= Rafał Pankowski =

Polish sociologist and political scientist

Rafał Pankowski is a Polish sociologist and political scientist. Pankowski is a Phd and associate professor at Collegium Civitas, as well as the head of "Never Again" Association's East Europe Monitoring Center. He is also the deputy editor of Never Again's (Nigdy Wiecej) magazine. He is also involved in monitoring football hooliganism as part of UEFA's Fare network.

Pankowski's area of expertise include right-wing extremism and nationalism in Poland. He has offered commentary on topics like radical and far right, racism, hate speech, and extremism.

In 2018, he was a visiting professor at the Centre for European Studies of Chulalongkorn University, Bangkok (Thailand).

== Biography ==
Pankowski studied economy, politics, and philosophy at Oxford University as an undergraduate, and received a MA in Political Science from Warsaw University. He received his PhD, as well as subsequent habilitation, in sociology of culture from Warsaw as well.

== Research ==
In 2010, Pankowski published The populist radical right in Poland: the patriots, covering the far-right in Poland. Accepting Cas Mudde's definition of populism in The Popular Zeitgeist: "populism is an ideology which states that society splits up into two antagonistic groups- the rotten elite and the pure masses. Populists think that politics should represent the general will of the people", as a starting point, Pankowski elaborates on the differentiation of populist movements that are successful. Pankowski states that "populist movements were successful where they chimed effectively with the common-sense everyday culture". In Poland, this means relating to Catholicism.

In July 2018 he published a study in Israel Journal of Foreign Affairs, titled "The Resurgence of Antisemitic Discourse in Poland". In the study, Pankowski describes a "disturbing revival of antisemitism" in Poland following the passage of the Holocaust law that criminalized stating that the Polish state or nation was complicit in the Holocaust. The study states that the surge of antisemitic discourse in Poland took observers by surprise as relations between Poland and Israel were fruitful and cordial for many years. According to the study, while antisemitic discourse had been confined in the past to extreme media, at present such discourse is present in Polish mainstream media and in particular in state-controlled media. According to Pankowski prior to the Holocaust law "Muslims and foreigners had replaced Jews for many years as the main target for xenophobic hate", however in the aftermath of the law hate discourse reverted to traditional Jew hatred.

== Anti-racism activist ==
In 1996, Pankowski was one of the founders of Never Again (Nigdy Wiecej).

In 2012, ahead of UEFA Euro 2012, Never Again launched one of the most extensive anti-racist campaigns in football.

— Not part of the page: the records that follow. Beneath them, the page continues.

PR #35643, opened 2023-02-23
onednn: add variant to use Arm Compute Library on aarch64

annop-w:


var/spack/repos/builtin/packages/onednn/package.py
```diff
@@ -85,12 +87,14 @@ class Onednn(CMakePackage):
         values=("ocl", "none"),
         multi=False,
     )
+    variant("acl", default=False, description="Use Arm Compute Library", when="target=aarch64:")
 
     # https://github.com/oneapi-src/oneDNN#requirements-for-building-from-source
     depends_on("cmake@2.8.11:", type="build")
```
adamjstewart, line 104:
```suggestion
    depends_on("cmake@2.8.12:", when="@2.3:", type="build")
    depends_on("cmake@2.8.11:", type="build")
```

var/spack/repos/builtin/packages/onednn/package.py
```diff
@@ -85,12 +87,14 @@ class Onednn(CMakePackage):
         values=("ocl", "none"),
```
adamjstewart: Can you change `cpu_runtime`'s:
```python
("omp", "tbb", "seq")
```
to:
```python
(
    conditional("none", when="@2.3:"),
    "omp",
    "tbb",
    "seq",
    conditional("threadpool", when="@1.4:"),
    conditional("dpcpp", when="@2:"),
    conditional("sycl", when="@2:"),
)
```
and change `gpu_runtime`'s:
```python
values=("ocl", "none")
```
to:
```python
(
    "ocl",
    "none",
    conditional("dpcpp", when="@2:"),
    conditional("sycl", when="@2:"),
)
```
For future me, I found this using the following script:
```bash
fname=cmake/options.cmake

for tag in $(git tag -l | sort -Vr)
do
    echo
    echo $tag
    echo
    git checkout $tag $fname && grep -B1 'Unsupported .PU runtime' $fname && git restore --staged $fname && git restore $fname
done
```

var/spack/repos/builtin/packages/onednn/package.py
```diff
@@ -85,12 +87,14 @@ class Onednn(CMakePackage):
...
         multi=False,
     )
+    variant("acl", default=False, description="Use Arm Compute Library", when="target=aarch64:")
```
adamjstewart: Any idea what version of onednn added this feature? If not I can try grepping all versions using the script above.

var/spack/repos/builtin/packages/onednn/package.py
```diff
@@ -125,4 +129,11 @@ def cmake_args(self):
         if self.spec.satisfies("gpu_runtime=ocl"):
             args.append("-DOPENCLROOT=" + self.spec["opencl"].prefix)
 
+        if self.spec.satisfies("+acl"):
+            args.append("-DDNNL_AARCH64_USE_ACL=1")
```
adamjstewart:
```suggestion
        args.append(self.define_from_variant("DNNL_AARCH64_USE_ACL", "acl"))
```
This will also explicitly disable it when `~acl`

adamjstewart (changes requested):

var/spack/repos/builtin/packages/onednn/package.py
annop-w: Done.

var/spack/repos/builtin/packages/onednn/package.py
annop-w: I don't know from the top of my head.

adamjstewart:
```suggestion
    variant("acl", default=False, description="Use Arm Compute Library", when="@1.7: target=aarch64:")
```
Looks like 1.7 is the answer.

adamjstewart:
@spackbot fix style

var/spack/repos/builtin/packages/onednn/package.py
```diff
@@ -75,22 +77,35 @@ class Onednn(CMakePackage):
...
+    variant(
+        "acl", default=False, description="Use Arm Compute Library", when="@1.7: target=aarch64:"
+    )
 
     # https://github.com/oneapi-src/oneDNN#requirements-for-building-from-source
+    depends_on("cmake@2.8.12:", when="@2.3:", type="build")
     depends_on("cmake@2.8.11:", type="build")
     depends_on("tbb@2017:", when="cpu_runtime=tbb")
     depends_on("llvm-openmp", when="%apple-clang cpu_runtime=omp")
     depends_on("opencl@1.2:", when="gpu_runtime=ocl")
```
adamjstewart, line 107: Also need to add a few dependencies for these new runtimes:
```python
depends_on("tbb", when="cpu_runtime=sycl")
depends_on("opencl@1.2:", when="gpu_runtime=sycl")
depends_on("openapi-level-zero", when="gpu_runtime=sycl")
```
SYCL also requires `%dpcpp` but there isn't an easy way to express that right now so we can prob just ignore it.

annop-w: Done.

adamjstewart (approved):

PR #35644, opened 2023-02-23
Simpler package API for jobserver support v2

Jordan474:
Simplify packages parallel job count computation, and jobserver support:

- Replace `get_effective_jobs(...supports_jobserver...)` by a `should_support_jobserver` variable in package modules

- The environment variable `SPACK_NO_PARALLEL_MAKE` now affects all packages via `make_jobs` instead of just `MakeExecutable`

Also fix a few packages to support jobserver.

Supersedes #35183 and #35199.

Quick summary about packaging:

- You have nothing to do if you use `make()`, `ninja()`, `CMakePackage`, `MakefilePackage` , or derived
- If you can support jobserver elsewhere: use `should_support_jobserver` to test if you should
- If you don't support jobserver: `make_jobs` is fine

### DIFF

However, in 2016, Pankowski said that "unfortunately the Polish FA has hindered rather than helped the work". According to Pankowski, most fan groups in Poland exhibit an anti-Muslim and anti-refugee attitude, which is reinforced by a conservative political climate in Poland.

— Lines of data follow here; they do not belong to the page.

PR #35648, opened 2023-02-23
hpcviewer: add version 2023.02

mwkrentel:


tldahlgren (dismissed):
Confirmed one of the sha256, rest I'll take on faith. 😉

mwkrentel:
@tldahlgren The reason CI failed is that it tries to build hpctoolkit with
hpcviewer as a dependency.  That fails because the url patch changed
its checksum from gitlab.

I have another PR #35662 which should "fix" the checksum,
except that it won't actually fix it, it will turn that case into a
conflict.  I'll have to see how the concretizer reacts to that.

Anyway, I think I can fix the CI, but I have to fix it by getting the
other PR merged.  But since you turned on auto-merge, there's a decent
chance I can fix it without further action from you.  yeah!

mwkrentel:
The new sha256 sums for hpctoolkit are from  #35662.
But they seem to be blocking this commit.

mwkrentel:
@tldahlgren I fixed the sha256 sums from #35662 and now it passes the CI tests.
If you could re-approve/merge, that would finish the viewer release.
Thanks!

mwkrentel:
@tldahlgren Well, Harmen converted the URL patches to actual patches
in #35711 (while I was asleep).  So, I reverted the last commit here
for updating the checksums.

So, now we're back to the original patch which I expect should pass CI.

tldahlgren (approved):

mwkrentel:
@tldahlgren Ready to merge.   Thanks.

In a 2014 interview with Polygon, Pankowski analyzed the political associations of the development team of the Hatred video game, which according to Pankowski shows many connections to the radical right which are troubling.

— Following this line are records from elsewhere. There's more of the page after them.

Issue #4927, opened 2017-07-30
Spack compiler wrappers aren't compatible with SCons


adamjstewart:
I'm working on a `SConsPackage` base class and started debugging some SCons builds. I discovered that SCons ignores the `CC` environment variable. If I add `'CC={0}'.format(spack_cc)` to the `serf` build line, it actually uses Spack's compiler wrappers, but I end up seeing the following error message:
```
Spack compiler must be run from Spack! Input 'SPACK_PREFIX' is missing.
```
Maybe SCons purifies the build environment for some reason? We might need a way to work around this. For now I'll tell it to use the actual compilers and manually set `-L` and `-I`.

adamjstewart:
Dug a little deeper into this. It looks like SCons runs all build recipes in an isolated Python environment. By default, this environment doesn't pass any environment variables from the parent process to the subprocess (even `PATH`!). It is up to the package developers to manually pass these environment variables. Some packages like `cantera` have a `env_vars=all` option to pass these environment variables, but others like `serf` don't. I don't think there will be a generic way to fix this.

hyoklee:
@alalazo , any progress on this issue?

alalazo:
Not that I know of. Are you running into the same problem? What is the spec you are trying to build?

hyoklee:
Yes. I'm building [DAOS spec](https://github.com/hyoklee/spack/tree/develop/var/spack/repos/builtin/packages/daos).

adamjstewart:
We managed to patch bazel to pass in Spack's env vars. I wonder if we could do the same for SCons.

PR #35649, opened 2023-02-23
daos: add a new package

hyoklee:
Depends on #35520 

See https://github.com/daos-stack/daos for details.

See also https://github.com/spack/spack/issues/4927


var/spack/repos/builtin/packages/daos/package.py
```diff
@@ -0,0 +1,170 @@
...
+    distributed Non Volatile Memory (NVM)."""
+
+    homepage = "https://github.com/daos-stack/daos"
+    git = "https://github.com/daos-stack/daos.git"
+    maintainers("hyoklee")
+
+    version("master", branch="master", submodules=True)
+    version("2.2.0", tag="v2.2.0", submodules=True)
+    version("2.0.2", tag="v2.0.2", submodules=True)
+    version("1.2.0", tag="v1.2.0", submodules=True)
```
soumagne: same comment here, there's no reason I think for having all these versions, I'd just start from 2.0.2 and remove all the rest. That will allow you also to remove all the other patches :) the dependency on cart  and a whole bunch of other stuff.

var/spack/repos/builtin/packages/daos/package.py
```diff
@@ -0,0 +1,89 @@
...
+    depends_on("openssl")
+    depends_on("pmdk")
+    depends_on("protobuf-c")
+    depends_on("py-distro")
+    depends_on("readline")
+    depends_on("scons@4.4.0:")
+    depends_on("spdk+shared+rdma")
+
+    def build_args(self, spec, prefix):
+        args = ["PREFIX={0}".format(prefix), "--build-deps=yes"]
```
soumagne: you need to remove --build-deps=yes here otherwise that would tell daos to build itself all the dependencies

var/spack/repos/builtin/packages/daos/package.py
```diff
@@ -0,0 +1,89 @@
...
+    depends_on("libyaml")
+    depends_on("mercury+boostsys")
+    depends_on("mpich")
+    depends_on("openssl")
+    depends_on("pmdk")
+    depends_on("protobuf-c")
+    depends_on("py-distro")
+    depends_on("readline")
+    depends_on("scons@4.4.0:")
+    depends_on("spdk+shared+rdma")
```
soumagne: you probably want to pin to a specific version of spdk, see: https://github.com/daos-stack/daos/blob/v2.2.0/utils/build.config

var/spack/repos/builtin/packages/daos/package.py
```diff
@@ -0,0 +1,89 @@
...
+    version("master", branch="master", submodules=True)
+    version("2.2.0", tag="v2.2.0", submodules=True)
+    variant(
+        "debug", default=False, description="Enable debugging info and strict compile warnings"
+    )
+
+    depends_on("argobots")
+    depends_on("boost@develop+python", type="build")
+    depends_on("cmocka", type="build")
+    depends_on("dpdk@main")
```
soumagne: same here you probably want to avoid main

var/spack/repos/builtin/packages/daos/package.py
hyoklee: @soumagne , thank you for your review.

Unfortunately, this is required due to DAOS rdb git submodule:

https://github.com/daos-stack/daos/tree/master/src/rdb

There's no Spack package for DAOS rdb. 

Do you have any idea on how to handle this?
I can think of 2 options:

1. Create a new daos-rdb package and use it as a dependent.
2. Add +build_deps variant.

Please advise!

soumagne: I don't understand, yes it's a submodule but it gets built along with daos, there's no need to pass `--build-deps` for that. Do you get an error without it?

hyoklee: Yes. I get an error without it.

soumagne: you should not have any error, which version 2.2 or master ?

hyoklee: I'm using master because of https://github.com/daos-stack/daos/pull/11393.

soumagne: ok thanks I will take a look

soumagne: I don't see any issues with building master or 2.2.0 with spack without passing `--build-deps=yes` so maybe try again or please send me the error log that you get. I would suspect that enabling `--build-deps` is potentially hiding a dependency issue that you have on your end. In any case, it should be disabled.

hyoklee: See https://github.com/hyoklee/spack/actions/runs/4297917161 for the failure.

Here's the error message:

```
2023-03-01T00:45:57.3800340Z BuildRequired: ucx needs to be built, use --build-deps=yes:
2023-03-01T00:45:57.4064304Z   File "/tmp/runner/spack-stage/spack-stage-daos-master-yvkyuhtzz2z4bz2wmeivkwzdnwf7vs2q/spack-src/SConstruct", line 501:
2023-03-01T00:45:57.4065058Z     scons()
2023-03-01T00:45:57.4066145Z   File "/tmp/runner/spack-stage/spack-stage-daos-master-yvkyuhtzz2z4bz2wmeivkwzdnwf7vs2q/spack-src/SConstruct", line 440:
2023-03-01T00:45:57.4066823Z     prereqs.run_build(opts)
2023-03-01T00:45:57.4067926Z   File "/tmp/runner/spack-stage/spack-stage-daos-master-yvkyuhtzz2z4bz2wmeivkwzdnwf7vs2q/spack-src/site_scons/prereq_tools/base.py", line 559:
2023-03-01T00:45:57.4068626Z     self.__env.Clone().require(comp)
2023-03-01T00:45:57.4069796Z   File "/home/runner/work/spack/spack/opt/spack/linux-ubuntu22.04-x86_64_v4/gcc-12.1.0/scons-4.4.0-btcyyrncqhd4g2rnail7oikfbj4hctef/lib/python3.10/site-packages/SCons/Util.py", line 737:
2023-03-01T00:45:57.4070502Z     return self.method(*nargs, **kwargs)
2023-03-01T00:45:57.4071587Z   File "/tmp/runner/spack-stage/spack-stage-daos-master-yvkyuhtzz2z4bz2wmeivkwzdnwf7vs2q/spack-src/site_scons/prereq_tools/base.py", line 807:
2023-03-01T00:45:57.4072252Z     raise error
2023-03-01T00:45:57.4073311Z   File "/tmp/runner/spack-stage/spack-stage-daos-master-yvkyuhtzz2z4bz2wmeivkwzdnwf7vs2q/spack-src/site_scons/prereq_tools/base.py", line 797:
2023-03-01T00:45:57.4074332Z     if comp_def.build(env, needed_libs):
2023-03-01T00:45:57.4075434Z   File "/tmp/runner/spack-stage/spack-stage-daos-master-yvkyuhtzz2z4bz2wmeivkwzdnwf7vs2q/spack-src/site_scons/prereq_tools/base.py", line 1407:
2023-03-01T00:45:57.4076133Z     raise BuildRequired(self.name)
2023-03-01T00:45:57.4360710Z ==> Error: ProcessError: Command exited with status 2:
```

alalazo (changes requested):
```
PKG-DIRECTIVES: 8 issues found
1. daos: unknown package 'isa-l' in 'depends_on' directive
     in /home/runner/work/spack/spack/var/spack/repos/builtin/packages/daos/package.py
2. daos: unknown package 'isa-l_crypto' in 'depends_on' directive
     in /home/runner/work/spack/spack/var/spack/repos/builtin/packages/daos/package.py
3. daos: unknown package 'spdk' in 'depends_on' directive
     in /home/runner/work/spack/spack/var/spack/repos/builtin/packages/daos/package.py
4. daos: dependency on scons@4.4.0: cannot be satisfied by known versions of scons
    happening in /home/runner/work/spack/spack/var/spack/repos/builtin/packages/daos/package.py
    known versions of scons are 4.3.0, 4.2.0, 4.1.0.post1, 4.0.1, 4.0.0, 3.1.2, 3.1.1, 3.1.0, 3.0.5, 3.0.4, 3.0.1
5. daos: dependency on dpdk@22.11: cannot be satisfied by known versions of dpdk
    happening in /home/runner/work/spack/spack/var/spack/repos/builtin/packages/daos/package.py
    known versions of dpdk are 20.02, [19](https://github.com/spack/spack/actions/runs/4294446033/jobs/7483488342#step:6:20).11, 19.08, 19.05, 19.02
6. daos: dependency on isa-l cannot be satisfied by known versions of isa-l
    happening in /home/runner/work/spack/spack/var/spack/repos/builtin/packages/daos/package.py
7. daos: dependency on isa-l_crypto cannot be satisfied by known versions of isa-l_crypto
    happening in /home/runner/work/spack/spack/var/spack/repos/builtin/packages/daos/package.py
8. daos: dependency on spdk@[23](https://github.com/spack/spack/actions/runs/4294446033/jobs/7483488342#step:6:24).01:+rdma+shared cannot be satisfied by known versions of spdk
    happening in /home/runner/work/spack/spack/var/spack/repos/builtin/packages/daos/package.py
```

hyoklee:
@alalazo I made [separate PRs for dependencies](https://github.com/spack/spack/pulls?q=is%3Apr+is%3Aopen+hyoklee+). If you merge them, there will be no dependency check error.

var/spack/repos/builtin/packages/daos/package.py
soumagne: ah thanks a lot for sending that log. Yes you're missing a dependency on `ucx` in that case (there's already a package for it in spack), eventually we'd need to add a variant for it but I don't think that's possible right now.

hyoklee: Yes, although I include ucx as dependent, Scons doesn't pick it up.

https://github.com/hyoklee/spack/actions/runs/4298976035

I mentioned https://github.com/spack/spack/issues/4927 in the first comment of this PR.
I've spent a lot of time and tried many hacks but Spack and Scons don't get along well.

Thus, I wish Intel DAOS team uses CMake only and remove Scons for DAOS as a build system.

soumagne: :) I see, don't worry I'm pretty sure Scons can pick it up. Indeed scons does not use spack compiler wrappers but instead packages are passed through the `ALT_PREFIX` so you would need to add the ucx dependency and pass `format(spec["ucx"].prefix),` also to `ALT_PREFIX` so that it gets picked up there as well. This will then tell scons about the ucx install and where to look for ucx libraries etc.

hyoklee: Right, I keep forgetting about `ALT_PREFIX`!

soumagne: Yes it's not perfect but it should work. Also you might need to pass the flag `USE_INSTALLED=all` to the args.

var/spack/repos/builtin/packages/daos/package.py
```diff
@@ -0,0 +1,89 @@
...
+    depends_on("libyaml")
+    depends_on("mercury+boostsys")
+    depends_on("mpich")
+    depends_on("openssl")
+    depends_on("pmdk")
+    depends_on("protobuf-c")
+    depends_on("py-distro")
+    depends_on("readline")
+    depends_on("scons@4.4.0:")
+    depends_on("spdk@23.01:+shared+rdma")
```
soumagne: also just a warning that 23.01 is not officially supported by daos yet, see https://github.com/daos-stack/daos/blob/master/utils/build.config that tells you which version is supported

var/spack/repos/builtin/packages/daos/package.py
hyoklee: `hwloc` fails although I specify it in ALT_PREFIX.

```
Checking targets for component 'hwloc'
Checking for C header file hwloc.h... no
MissingTargets: Package hwloc-devel is required. Check config.log:
  File "/tmp/hyoklee/spack-stage/spack-stage-daos-master-kpcfuqimmjkxzzebduxpr7dh\
zaxfgveu/spack-src/SConstruct", line 501:
    scons()
```

var/spack/repos/builtin/packages/daos/package.py
```diff
@@ -0,0 +1,89 @@
...
+    )
+
+    depends_on("argobots")
+    depends_on("boost@develop+python", type="build")
+    depends_on("cmocka", type="build")
+    depends_on("dpdk@22.11:")
+    depends_on("go", type="build")
+    depends_on("hwloc")
+    depends_on("isa-l")
+    depends_on("isa-l_crypto")
```
koysean: should be `isa-l-crypto` (also needs fixing under alt_prefix)

var/spack/repos/builtin/packages/daos/package.py
soumagne: could be a bug that needs to be fixed in the daos scons files

var/spack/repos/builtin/packages/daos/package.py
```diff
@@ -0,0 +1,91 @@
...
+    maintainers("hyoklee")
+
+    version("master", branch="master", submodules=True)
+    version("2.2.0", tag="v2.2.0", submodules=True)
+    variant(
+        "debug", default=False, description="Enable debugging info and strict compile warnings"
+    )
+
+    depends_on("argobots@1.1:")
+    depends_on("boost@develop+python", type="build")
```
soumagne: I don't think we need develop here ? whatever version should be fine ?

var/spack/repos/builtin/packages/daos/package.py
```diff
@@ -0,0 +1,91 @@
...
+    depends_on("cmocka", type="build")
+    depends_on("dpdk@22.11:")
```
soumagne: I fear it's a little risky to include dpdk separately (maybe it's fine but double check) because spdk already includes dpdk as a submodule so you'd have to make sure it's the same versions I think.

soumagne: if you use the variant I mentioned in the other spdk PR, you won't need that dependency here anymore and instead you'd just do `depends_on("spdk@22.01.1:+shared+rdma+dpdk")`

var/spack/repos/builtin/packages/daos/package.py
```diff
@@ -0,0 +1,90 @@
...
+            format(spec["pmdk"].prefix),
+            format(spec["protobuf-c"].prefix),
+            format(spec["spdk"].prefix),
+            format(spec["ucx"].prefix),
+        ]
+        alt_prefix_clean = []
+        for i in alt_prefix:
+            if i != "/usr":
+                alt_prefix_clean.append(i)
+                alt_prefix_clean.append("/usr")
```
koysean: Should this line be unindented two levels? Right now it appends `/usr` after every path in alt_prefix.

hyoklee:
@alalazo @soumagne @tldahlgren would you please merge this?

soumagne (dismissed):

soumagne:
this one looks good to me now

tldahlgren:
Still getting audit issue below so noted dependency.

```
PKG-DIRECTIVES: 2 issues found
1. daos: unknown package 'spdk' in 'depends_on' directive
     in /home/runner/work/spack/spack/var/spack/repos/builtin/packages/daos/package.py
2. daos: dependency on spdk@22.01.1:+dpdk+rdma+shared cannot be satisfied by known versions of spdk
    happening in /home/runner/work/spack/spack/var/spack/repos/builtin/packages/daos/package.py
```

tldahlgren (dismissed):
Confirmed the branch and tag.  Just waiting on the dependency so this can be updated.

alalazo:
> would you please merge this?

CI must pass before we merge, this is still waiting for dependencies to be added, and CI to re-run. In general, if you have related changes, I'd advise to submit them as a single PR instead of multiple PRs with dependencies among themselves.

hyoklee:
@spackbot run pipeline

hyoklee:
@alalazo and @tldahlgren , all checks passed. Would you please merge this PR?

var/spack/repos/builtin/packages/daos/package.py
```diff
@@ -0,0 +1,92 @@
...
+    depends_on("hwloc")
+    depends_on("isa-l@2.30.0:")
+    depends_on("isa-l-crypto@2.23.0:")
+    depends_on("libfabric@1.15.1:")
+    depends_on("libfuse@3.6.1:")
+    depends_on("libuuid")
+    depends_on("libunwind")
+    depends_on("libyaml")
+    depends_on("mercury@2.2.0:+boostsys")
+    depends_on("mpich")
```
soumagne: @hyoklee mpich is only needed for building certain tests so unless you need to build those tests, you should consider removing the dependency on mpich, it's just going to cause you more issues down the road.

soumagne (approved):

var/spack/repos/builtin/packages/daos/package.py
alalazo: Why was this conversation resolved, while `boost@develop` is still here? Am I missing some comments?

alalazo: Also, can you clarify why `boost` is a `build` dependency?

var/spack/repos/builtin/packages/daos/package.py
```diff
@@ -0,0 +1,91 @@
...
+            format(spec["pmdk"].prefix),
+            format(spec["protobuf-c"].prefix),
+            format(spec["spdk"].prefix),
+            format(spec["ucx"].prefix),
+        ]
+        alt_prefix_clean = []
+        for i in alt_prefix:
+            if i != "/usr":
+                alt_prefix_clean.append(i)
+        alt_prefix_clean.append("/usr")
```
alalazo: I assume these are some sort of dependencies. Therefore, we should traverse those dependencies, instead of hard-coding their names (which might change as the recipe evolve). Then we can:
1. Move `"/usr"` last by sorting the list with an appropriate `key` function
2. Avoid adding `/usr` to the prefixes, if it was not there before[^1]

[^1]:  Wouldn't adding `/usr` be picking dependencies from the system, thus masking modeling errors?

alalazo (changes requested):
I left a few comments, let me know if anything is unclear. Thanks!

var/spack/repos/builtin/packages/daos/package.py
soumagne: thanks @alalazo for bringing that up I had missed that in my second review pass. @hyoklee it should be `boost` only, why do you need `+python` ? It's only a `build` dependency, that part is correct because we only use the boost preprocessor macros, not any boost library.

soumagne (changes requested):

var/spack/repos/builtin/packages/daos/package.py
hyoklee: @alalazo, I removed develop & python. However, I don't understand "traverse those dependencies, instead of hard-coding their names" as well as 1. and 2. Can you give me a Python code illustration that you desire?

alalazo: You can use:
```python
for node in spec.traverse():
    node_prefix = node.prefix
    ...
```
instead of hard-coding the names of the dependencies. Doing like that is shorter, and future-proof with respect to changes in dependencies. Once you built your initial list, you can use the key function to order the list:
```
Python 3.8.10 (default, Mar 13 2023, 10:26:41) 
[GCC 9.4.0] on linux
>>> l = ["/some/path", "/usr", "/usr/lib", "/another/path"]
>>> sorted(l, key = lambda x: x.startswith("/usr"))
['/some/path', '/another/path', '/usr', '/usr/lib']
```

hyoklee: Thanks @alalazo ! I'll try your `for` loop code.

hyoklee:
@alalazo , would you please merge this PR?

hyoklee:
@tldahlgren , would you please merge this PR?

kwryankrattiger (approved):
LGTM

alalazo (approved):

In 2017, in the Parliament of Poland, Pankowski condemned the sale of "lucky Jew" figurines depicting Jews with money, as "deeply rooted in negative stereotypes". Following Pankowski's condemnation, the figurines were removed from sale.

In 2018, Never Again convinced the Allegro website to halt sales of items bearing Nazi symbols, which Never Again report to Allegro. According to Pankowski: "We can see that in our society and companies like Allegro there is a growing need to do something about the problem".

On November 11, 2021, the Polish far-right nationalists at a rally in Kalisz attended by hundreds of people yelled "Death to Jews." They then burned a red-covered book meant to symbolize the 1264 Statute of Kalisz historic pact protecting Poland's Jewish rights, on Poland's Independence Day. The rally organizer said: “LGBT, pederasts and Zionists are the enemies of Poland.” Pankowski said it reminded him of Nazi book burnings, and observed: "Having monitored antisemitism for more than 25 years, I have never seen anything like that."

== Awards and recognition ==
In 2017, he was awarded the Polish Ombudsman honorary badge. He also received the Polcul award for "pedagogical, journalistic and cultural activities for racial, ethnic and religious tolerance, as well as for building civil society and democracy in Poland".

He was featured in Algemeiner Journals 2018 J100 list, a "list of the top one hundred individuals who have positively influenced Jewish life".

In 2019, he was awarded the Paul Ehrlich-Gunther K. Schwerin humans rights award by the Anti-Defamation League. The award honors people who fight antisemitism in Europe. He has been selected to receive a 2024-2025 prestigious Rotary Peace Fellowship to study Peace and Conflict Transformation at Makerere University, Kampala, Uganda.